1. An operating device mounted on the body of a work machine that accepts operations from the user, The body includes an operating surface on part of its surface, The operating surface comprises an object to be operated on, A first operation including an operation on the target of the operation, It is configured to accept a second operation involving movement of the body in the front-rear direction, The operating surface further includes a part to prevent misoperation, The aforementioned malfunction prevention unit is arranged at least at both ends in the width direction of the operating surface, The amount of the malfunction prevention portion protruding from the operating surface is greater in the portion located on the side of the operating surface that is farther from the user in the width direction than in the portion located on the side that is closer to the user. An operating device for industrial machinery.

2. The malfunction prevention unit includes a wall portion arranged along the outer circumference of the operating surface, An operating device for a work machine according to claim 1.

3. The wall portion is located only on a part of the outer periphery of the operating surface. An operating device for a work machine according to claim 2.

4. The amount of the malfunction prevention part protruding from the operating surface is greater than the amount of the object being operated protruding from the operating surface. An operating device for a work machine according to any one of claims 1 to 3.

5. The body has a hook portion on the back surface opposite to the operating surface, which allows the user's fingers to be hooked onto it. An operating device for a work machine according to any one of claims 1 to 4.
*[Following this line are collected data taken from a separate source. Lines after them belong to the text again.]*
PR #8650, opened 2020-04-07
Fix SkinnableTestScene losing test resources on dynamic recompilation

peppy:


smoogipoo (approved):
I'm approving this very hesitantly, and feel like we should maybe be providing the original assembly to a dynamically compiled one instead.

PR #8656, opened 2020-04-07
Add per-ruleset skinnable test scenes to correct dynamic compilation cases

peppy:
Tested each and every test scene to work as expected. `TestSceneSliders` doesn't work but that needs some more intensive fixes.

- [x] Depends on https://github.com/ppy/osu-framework/pull/3434


peppy:
Framework fix is required for the `Ruleset` fix in corresponding ruleset skinnabletests (else the `RulesetSkinnableTestScene` needs to be included as a required type in every test scene implementing it).

smoogipoo (approved):
Fine for now. The base testscene could probably take in a ruleset, but /shrug.

Mania's still going to need some work to be compilable (needs to include `ManiaSettingsSubsection`) but that can be done in a further PR.

PR #8669, opened 2020-04-07
Fix legacy skin texture fallback logic

### LINKED ISSUE #8665: Skin reverse arrow and follow points not importing
**Describe the bug:** 
Reverse arrow and follow point skill elements are not being imported from skins and are falling back to lazer default versions.
Regression from 2020.404.0

Skin used:
[https://archive.btmc.live/noel_v6/Komori%20-%20MC%20NOEL%20(VI).osk](url)

Screenshot from 2020.408.0
image

Screenshot from 2020.404.0
image

**osu!lazer version:** 
2020.408.0

bdach:
Resolves #8665.

# Summary

The recently-modified (in eff17c2) skin texture fallback logic was very subtly incorrect. If at the end of the first loop no texture was found, it would be checked for null to avoid setting scale adjust on a null texture, but then returned anyway, bypassing the fallback logic for subsequent possible paths entirely.

Invert the check and explicitly continue to the next fallback path if neither a 2x, nor 1x texture with the given name is found in the store.

# Remarks

Missed the bug during review... The fallback logic now has somewhat comprehensive test cases so hopefully should be rigorously checked with any subsequent changes.

### DIFF
--- a/osu.Game/Skinning/LegacySkin.cs
+++ b/osu.Game/Skinning/LegacySkin.cs
@@ -293,9 +293,10 @@ namespace osu.Game.Skinning
                     texture = Textures?.Get(name);
                 }
 
-                if (texture != null)
-                    texture.ScaleAdjust = ratio;
+                if (texture == null)
+                    continue;
 
+                texture.ScaleAdjust = ratio;
                 return texture;
             }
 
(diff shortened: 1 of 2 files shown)


osu.Game/Skinning/LegacySkin.cs
```diff
@@ -293,9 +293,10 @@ public override Texture GetTexture(string componentName)
                     texture = Textures?.Get(name);
                 }
 
-                if (texture != null)
-                    texture.ScaleAdjust = ratio;
+                if (texture == null)
+                    continue;
```
iiSaLMaN, line 297: Can be merged with the above texture null-check I believe.

smoogipoo (approved):

peppy (approved):
I was a bit confused by the logic in the previous PR, should've taken more time to check it.

PR #8672, opened 2020-04-08
Adjust TimingControlPoint equivalency

### LINKED ISSUE #8286: Editor tick colours are swapped on certain beatmaps
When compared to stable, ticks on the editor's timeline have different colours - in this particular case it seems like red ticks are swapped with white ones.

image

This happens because lazer doesn't respect the ticks order being reset after passing a new timing point. Here's how stable does it (notice how the tick where the (2) slider is placed changes its colour) :

Lazer doesn't do that, causing the disprepancy here:

Example beatmap to test: https://osu.ppy.sh/beatmapsets/1001507

Alchyr:
Closes #8286 

The equivalency test for TimingControlPoints, used to remove unnecessary points, results in the omission of points that shouldn't be omitted. Timing points cannot be considered to be equivalent if they have different times, since offset is an important factor in timing.

A similar issue could occur with EffectControlPoints, which omit barlines, in the case of multiple barlines in a row being omitted.
I didn't change this as returning false if OmitFirstBarline is true would incorrectly cause a false result in the Equals method of ControlPoint.


peppy (dismissed):
unfortunate we don't have test coverage, but i think it's fine for the time being..

smoogipoo:
What, no. Please add a test for this, `ControlPointInfoTest` is the class you want to use and there already is a method `TestAddRedundantTiming` that should already be failing with this PR.

smoogipoo (changes requested):
as requested

Alchyr:
Thank you, after checking more carefully it was indeed functioning incorrectly. When the new timing point is checked, it is not yet assigned to a group and so Time returns 0. This results in incorrect comparison.

To solve this, the time was also passed along with the comparison point in checkAlreadyExisting, but this resulted in EquivalentTo not being used as it is defined. As such, I chose to move the check into a separate method, IsRedundant. This is then also used for changing the test for EffectControlPoints without affecting the Equals method of ControlPoint.

osu.Game/Beatmaps/ControlPoints/ControlPoint.cs
```diff
@@ -25,6 +25,14 @@ public abstract class ControlPoint : IComparable<ControlPoint>, IEquatable<Contr
         /// <returns>Whether equivalent.</returns>
         public abstract bool EquivalentTo(ControlPoint other);
 
+        /// <summary>
+        /// Whether this control point results in a meaningful change when placed after another.
+        /// </summary>
+        /// <param name="other">Another control point to compare with.</param>
+        /// <param name="time">The time this timing point will be placed at.</param>
```
peppy, line 32: do you mean "other" when you say "this"? If so, reference the param.

Also timing point -> control point.

peppy (changes requested):
Check CI – there's a few style fixes waiting for you as well.

osu.Game/Beatmaps/ControlPoints/ControlPoint.cs
Alchyr: It's intended to be called from the new timing point, with other being the already existing timing point. I think I'll rename the parameter so that this is more clear. (existing instead of just other)
This is significant since only existing timing points will have a proper Time value to compare to.

Will change timing point to control point.

peppy (dismissed):
Seems correct.

peppy:
@smoogipoo requesting your re-check on this one.

smoogipoo:
Can we remove `EquivalentTo()`? I don't like have 3 comparison methods... `EqualTo()`, `EquivalentTo()`, `IsRedundant()`, with `IsRedundant()` just forwarding to `EquivalentTo()` in the one case it's implemented.

peppy:
i was also hoping to remove one of them, but wasn't sure which can go as they all have usages.

smoogipoo:
As far as I could see, `EquivalentTo` is only ever used from `IsRedundant`.

smoogipoo (approved):

smoogipoo:
@peppy give this one another check. I've removed both `EquivalentTo()` and `Equals()`, because they were both awkward:
1. `EquivalentTo()` was merged into `IsRedundant()`.
2. If `Equals()` used `IsRedundant()` it would actually fail for `TimingControlPoint`s, which are never redundant. I don't envision a case where we want to compare control points by their property-based equivalency.

peppy (approved):

PR #8676, opened 2020-04-08
Implement mania stage bottom/left/right images

### LINKED ISSUE #8558: osu!mania stage sprites are not rendered
not sure if i should post this but i did

Describe the bug: mania-stage-left and mania-stage-right (maybe even the bottom) is not applied. idk if it will be implemented

**Screenshots or videos showing encountered issue: 
image

osu!lazer version:2020.402.0

**Logs:**
idk if needed

smoogipoo:
Resolves https://github.com/ppy/osu/issues/8558

Added a metrics display for the bottom image because the classic skin doesn't have one. There aren't really any metrics in mania so...


peppy:
Do we not want metrics for left/right stage too?

smoogipoo:
Reason I didn't add is because the classic skin already has displays.

As I said though, mania doesn't really have/care about any metrics, it just places things wherever and sizes things to fit whatever they're placed in.

If you want I guess I can spend time doing a metrics version for all mania skin components, but I haven't done so I've excluded it.

peppy:
guess it's fine for now.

6. The body has a length, The aforementioned hook portion extends along the longitudinal direction of the body. An operating device for a work machine according to claim 5.

7. The aforementioned hook portion protrudes from the back surface, An operating device for a work machine according to claim 5 or 6.
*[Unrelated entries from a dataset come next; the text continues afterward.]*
PR #8677, opened 2020-04-08
Fix hidden notes due to 0 minimum width

### LINKED ISSUE #8667: Some wide playfield osu!mania skin elements are invisible
Some of the elements of wide playfield skins are completely invisible. This is different for all skins and makes mania completely unplayable for some skins, whereas on other skins it's not that big of a deal. 
Skins: 1 https://www44.zippyshare.com/v/LH5OkEmn/file.html (all of the notes are invisible)
2 https://www44.zippyshare.com/v/xvt7MFHC/file.html (only the 4th hold notes don't appear correctly)
Video: https://youtu.be/rg2vMRj9Zwo
Version: 2020.408.0 (latest)
Logs: none

smoogipoo:
Fixes https://github.com/ppy/osu/issues/8667

### DIFF
--- a/osu.Game/Skinning/LegacyManiaSkinConfiguration.cs
+++ b/osu.Game/Skinning/LegacyManiaSkinConfiguration.cs
@@ -54,7 +54,7 @@ namespace osu.Game.Skinning
         public float MinimumColumnWidth
         {
             get => minimumColumnWidth ?? ColumnWidth.Min();
-            set => minimumColumnWidth = value > 0 ? (float?)value : null;
+            set => minimumColumnWidth = value;
         }
     }
 }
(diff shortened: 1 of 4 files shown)


osu.Game/Skinning/LegacyManiaSkinConfiguration.cs
```diff
@@ -54,7 +54,7 @@ public LegacyManiaSkinConfiguration(int keys)
         public float MinimumColumnWidth
         {
             get => minimumColumnWidth ?? ColumnWidth.Min();
-            set => minimumColumnWidth = value;
```
peppy, line 57: sure we don't want to do this in the actual parsing logic (`LegacyManiaSkinDecoder`)? seems weird to be doing it here.

smoogipoo: Yeah I don't mind

PR #8679, opened 2020-04-08
Fix TestSceneColumn columns not getting a width

peppy:
Also fixes dynamic compilation not working.


smoogipoo:
Moved it to the `Column` ctor, because the editor placement test scenes were also broken.

smoogipoo (approved):

PR #8680, opened 2020-04-08
Fix slider ball and follow circle blending for legacy skins

peppy:
This regressed with the blending *fix* framework side (has been wrongly applied all along but only started to actually show due to the fix).


smoogipoo:
Want to fix repeat points too, and look through all other usages?

peppy:
Good catch, also fixed. Checked through other cases and seems good.

smoogipoo (approved):

PR #8681, opened 2020-04-08
Fix osu!taiko input drum alignment for old skin versions

### LINKED ISSUE #8609: taiko drum inner and outer is not placed properly
Describe the bug: taiko inner and outer doesnt match the placement of taiko left.png skin

osu_2020-04-04_07-40-13
osu_2020-04-04_07-40-13-1
osu_2020-04-04_07-40-16
osu_2020-04-04_07-40-23

Skin:
[taiko.zip](https://github.com/ppy/osu/files/4430402/taiko.zip)

osu!lazer version: 2020.404.0

Logs:
[runtime.log](https://github.com/ppy/osu/files/4430399/runtime.log)
[performance.log](https://github.com/ppy/osu/files/4430400/performance.log)

peppy:
- Closes https://github.com/ppy/osu/issues/8609.
- Bumps default skin version in line with what it probably should be.

image


osu.Game/Skinning/DefaultLegacySkin.cs
```diff
@@ -20,7 +20,7 @@ public DefaultLegacySkin(IResourceStore<byte[]> storage, AudioManager audioManag
                 new Color4(242, 24, 57, 255)
             );
 
-            Configuration.LegacyVersion = 2.0m;
+            Configuration.LegacyVersion = 2.7m;
```
iiSaLMaN, line 23: An inline comment can be added here pointing out why `LATEST` const isn't used instead.

peppy: i think it's pretty obvious. DefaultLegacySkin is basically constants from stable. if it requires a comment then we might as well just use LATEST and rename it to LAST_VERSION.

smoogipoo (approved):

8. The object to be operated includes a stick operator that is operated to tilt a stick protruding from the operating surface, The aforementioned malfunction prevention unit is arranged around the stick control so as to surround the stick control from at least two directions. An operating device for a work machine according to any one of claims 1 to 7.

9. The body is configured to allow the orientation of the operating surface to be changed. An operating device for a work machine according to any one of claims 1 to 8.

10. An operating device for a work machine according to any one of claims 1 to 9, The aircraft comprises a body on which the aforementioned operating device is mounted, Agricultural machinery.